During World War I, 148 Niuean men (4% of the island's population) served as soldiers in the New Zealand armed forces. They were initially sent to Egypt, in February 1916, however, illness was common, and by April over half of them had been hospitalized. They were transferred to Northern France in April 1916, where illness was also common. At the end of May it was decided the Niuean soldiers would be withdrawn from the front, being sent to Hornchurch, in England, before leaving for New Zealand by the end of June.

==Autonomy==
Niue gained its autonomy in 1974 in free association with New Zealand, which handles the island's military and foreign affairs. Niue had been offered autonomy in 1965 (along with the Cook Islands, which accepted), but had asked for its autonomy to be deferred another decade.

Niueans continue to be New Zealand citizens, and use standard New Zealand passports.

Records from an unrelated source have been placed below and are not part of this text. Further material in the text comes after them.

PR #1798, opened 2024-01-08
Update primitives.md

daniel-web-developer:
Since tuples can hold values of different types, I think it would be important to make it obvious they can do so.

Right now, the book is saying "Tuples like `(1, true)`.". This might make the impression that tuples are limited to holding values of the same type, so that's why I'm proposing to change `1` to a `2`, making it "Tuples like `(2, true)`.".

### DIFF
--- a/src/primitives.md
+++ b/src/primitives.md
@@ -18,7 +18,7 @@ type because it does not contain multiple values.
 ### Compound Types
 
 * Arrays like `[1, 2, 3]`
-* Tuples like `(1, true)`
+* Tuples like `(2, true)`
 
 Variables can always be *type annotated*. Numbers may additionally be annotated
 via a *suffix* or *by default*. Integers default to `i32` and floats to `f64`.


AndreasHuber:
`1` and `true` are of different types,  `i32 `and `bool` respectively, but `2` is an `i32` just like `1`. Thus, the proposal presents no meaningful change to the example and I would suggest closing this PR.

marioidival:
I think the best decision here is closing the PR because in the same page we are introducing to the users to the `scalar types` in Rust:

```
# Primitives
Rust provides access to a wide variety of `primitives`. A sample includes:
### Scalar Types
* Signed integers: `i8`, `i16`, `i32`, `i64`, `i128` and `isize` (pointer size)
* Unsigned integers: `u8`, `u16`, `u32`, `u64`, `u128` and `usize` (pointer
  size)
* Floating point: `f32`, `f64`
* `char` Unicode scalar values like `'a'`, `'α'` and `'∞'` (4 bytes each)
* `bool` either `true` or `false`
* The unit type `()`, whose only possible value is an empty tuple: `()`
```

Issue #1457, opened 2021-08-27
Documentation example contains non-standard `Arguments` section


Skepfyr:
The documentation example is `src/meta/doc.md` on `Person::new` looks like:
```rust
    /// Returns a person with the name given them
    ///
    /// # Arguments
    ///
    /// * `name` - A string slice that holds the name of the person
    ///
    /// # Examples
    ///
    /// ```
    /// // You can have rust code between fences inside the comments
    /// // If you pass --test to `rustdoc`, it will even test it for you!
    /// use doc::Person;
    /// let person = Person::new("name");
    /// ```
```
As far as I am aware the `Arguments` section is non-standard (and recommended against?), I've definitely never seen it in the standard library or any of the most popular crates. I think it could just be removed, maybe even replaced by an example with the headings suggested by [RFC 1574](https://rust-lang.github.io/rfcs/1574-more-api-documentation-conventions.html#using-markdown-1): Examples, Panics, Errors, Safety, Aborts, Undefined Behavior. (Maybe not all at once!)

marioidival:
Hi, I'm closing this issue just to clean up the items that already exist. If you think this issue makes sense to stay open, please create a new issue with updated information and mention this one.

thanks!

PR #1804, opened 2024-01-21
Update the rustdoc example to match best practice

Skepfyr:
#1457 was closed with prejudice ;) so I've made a PR instead!

This change updates the meta/doc example to match the best practices outlined in RFC 1574 (already referenced by the doc). Specifically, it removes the "Arguments" section from the `Person` doc example.

I've also added a mention of `cargo doc --open` as it's pretty useful and people may not think to see if it exists.

I'm also suspicious about all the mentions of invoking `rustdoc` directly as I suspect ~everyone uses `cargo doc` but I haven't touched them in this change.

### DIFF
--- a/src/meta/doc.md
+++ b/src/meta/doc.md
@@ -1,6 +1,7 @@
 # Documentation
 
-Use `cargo doc` to build documentation in `target/doc`.
+Use `cargo doc` to build documentation in `target/doc`, `cargo doc --open`
+will automatically open it in your web browser.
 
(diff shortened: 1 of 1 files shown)


Skepfyr:
For some flavour as to why I want this change - I attempt to advise someone that Rust docs generally avoid enumerating all the arguments like javadoc and they pointed me to this example.

marioidival:
@Skepfyr thanks!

Niueans who meet normal residence criteria in either country may vote or stand in that country's elections. Niue continues to use New Zealand currency, but issues its own postage stamps (New Zealand stamps are not valid for postage in Niue, nor Niuean stamps in New Zealand).

==Recent history==
In January 2004, Niue was struck by a devastating cyclone (Cyclone Heta) which left 200 of the islands' 1600 inhabitants homeless. As a number of local residents chose afterwards not to rebuild, New Zealand's Foreign Affairs Minister Phil Goff speculated that Niue's status as a self-governing nation in free association with New Zealand might come into question if too many residents departed the island to maintain basic services. Soon afterwards, Niue Premier Young Vivian categorically rejected the possibility of altering the existing relationship with New Zealand.

The population of the island continues to drop (from a peak of 5,200 in 1966 to 2,100 in 2000), with substantial emigration to New Zealand.